- _DESCRIPTION OF THE TASK_:
Could you return the full listing, every line exactly as given?

- _STORED DATA_:
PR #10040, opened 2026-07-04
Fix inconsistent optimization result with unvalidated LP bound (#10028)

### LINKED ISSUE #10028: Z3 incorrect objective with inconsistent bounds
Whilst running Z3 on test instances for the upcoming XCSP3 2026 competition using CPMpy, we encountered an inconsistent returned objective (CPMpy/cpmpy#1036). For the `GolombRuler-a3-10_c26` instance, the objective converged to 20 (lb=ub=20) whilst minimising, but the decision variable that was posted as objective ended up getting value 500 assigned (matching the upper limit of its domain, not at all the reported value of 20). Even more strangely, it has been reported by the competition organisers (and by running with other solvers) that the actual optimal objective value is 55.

- _ANSWER SPACE_:
PR #10040, opened 2026-07-04
Fix inconsistent optimization result with unvalidated LP bound (#10028)

### LINKED ISSUE #10028: Z3 incorrect objective with inconsistent bounds
Whilst running Z3 on test instances for the upcoming XCSP3 2026 competition using CPMpy, we encountered an inconsistent returned objective (CPMpy/cpmpy#1036). For the `GolombRuler-a3-10_c26` instance, the objective converged to 20 (lb=ub=20) whilst minimising, but the decision variable that was posted as objective ended up getting value 500 assigned (matching the upper limit of its domain, not at all the reported value of 20). Even more strangely, it has been reported by the competition organisers (and by running with other solvers) that the actual optimal objective value is 55.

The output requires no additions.